BATON ROUGE, La. (AP) — A Louisiana sheriff and a jail warden failed to protect a prisoner from being beaten to death by a dozen other inmates last year in an attack that an eyewitness compared to a "shark feeding frenzy," a federal lawsuit claims.
Relatives of the slain 40-year-old prisoner, Tommy Joe Smith, sued Tangipahoa Parish Sheriff Daniel Edwards and the warden, Stuart Murphy, on Tuesday.
Smith, who lived in Independence, was jailed last January for a probation violation stemming from his 2015 conviction for a sex crime that isn't specified in the suit. Staff at the parish jail in Amite didn't segregate Smith from violent prisoners even though they knew his criminal history increased his risk of being attacked, the suit claims.
The sheriff and warden "acted with deliberate indifference" in failing to adequately monitor inmates, provide secure cells or properly identify and provide secure housing for "at-risk inmates," the suit alleges.
At night, the suit claims, inmates were free to move between cells. The suit says 12 inmates attacked Smith about 1:45 a.m. on Jan. 31, 2017, shortly after he was confined in a two-tier dormitory housing roughly 21 inmates.

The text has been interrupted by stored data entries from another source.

PR #71831, opened 2026-07-17
fix(insights): stop value labels dropping every other bar

sampennington:
## Problem

On bar charts, value labels were skipped on every other bar even when there was plenty of room to show them all — the exact complaint from a user in the linked thread. The label overlap check was too aggressive.

## Changes

`ValueLabels` collision avoidance ran two passes: a per-series pass that dropped a label using **only its categorical-axis position**, and then a precise 2D box-overlap pass on whatever survived. Because value labels sit at each bar's tip, two neighbours on bars of different heights have plenty of clearance along the value axis yet still share an x-projection — so the first pass discarded the second before the accurate 2D check ever saw it. That produced the "keep, skip, keep, skip" pattern.

This collapses the two passes into a single greedy pass over the full 2D label box (with `minGap` on every side), so a label is dropped **only** when it would actually overlap a higher-priority one. Ties resolve toward earlier series and left-to-right / top-to-bottom, matching the previous ordering.

Also adds two dense-label `BarChart` stories (vertical + horizontal) so the storybook snapshots cover a busy chart and catch overlap regressions.

Added regression tests in `ValueLabels.test.tsx`:
- vertical + horizontal: neighbours that overlap on the categorical axis but are separated along the value axis are **both kept** (these fail on the old 1D logic — the regression this PR fixes).
- vertical + horizontal: neighbours overlapping on **both** axes still drop one.

Ran the `ValueLabels` Jest suite in an isolated harness — all 33 tests pass (29 existing + 4 new). I (the agent) did not run the full frontend Jest job or view the rendered storybook; the new stories are for the maintainers' snapshot pipeline to pick up.

## Automatic notifications

- [ ] Publish to changelog?

## 🤖 Agent context

Investigated from a Slack thread asking whether value-label conflict avoidance was too aggressive on bar charts. Traced it to the per-series 1D pre-pass in `applyCollisionAvoidance` (quill charts). Considered keeping the pass but making it 2D-aware; chose to remove it entirely since the existing `rectsOverlap` pass already checks both axes with `minGap` and the 1D pass was a strictly-more-aggressive superset of its drops. A secondary factor — the default `minGap` stacks on top of the label's built-in chrome — was left alone to keep the change focused; it can be tuned separately if labels still read as too tight.

---
*Created with [PostHog](https://posthog.com?ref=pr) from a [Slack thread](https://posthog.slack.com/archives/C0ASU43UAMS/p1784264171802999?thread_ts=1784264171.802999&cid=C0ASU43UAMS)*


sampennington (commented):
🤖 sp-ship — reviewed, no blockers.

The sheriff's office said in a statement last year that jail staff members regained control of the dormitory "within minutes" of the attack.
"Unfortunately, due to the number of individuals involved in the altercation, along with the incident occurring within a secured environment, our victim was limited with an escape," Edwards said in the release. "This type of environment provides many limitations when taking into account the safety of staff, emergency medical responders, as well as the inmates themselves."
A coroner concluded Smith died of blunt force trauma to the head with bleeding in his brain.
"Smith's family was advised by the funeral home that due to the extent and severity of the damage to Smith's head, an open casket would not be possible," the suit says.
In May, a grand jury indicted 11 men and one juvenile on manslaughter charges in Smith's death. A spokeswoman for District Attorney Scott Perrilloux said those charges are still pending against all 12 defendants.
Edwards, whose brother is Gov. John Bel Edwards, was first elected sheriff in 2003. Dawn Panepinto, a spokeswoman for the sheriff's office, said neither the sheriff nor his office comment on pending litigation.
The suit, filed in the Eastern District of Louisiana, seeks unspecified damages. A great-grandmother and mother of Smith's two children are named as plaintiffs.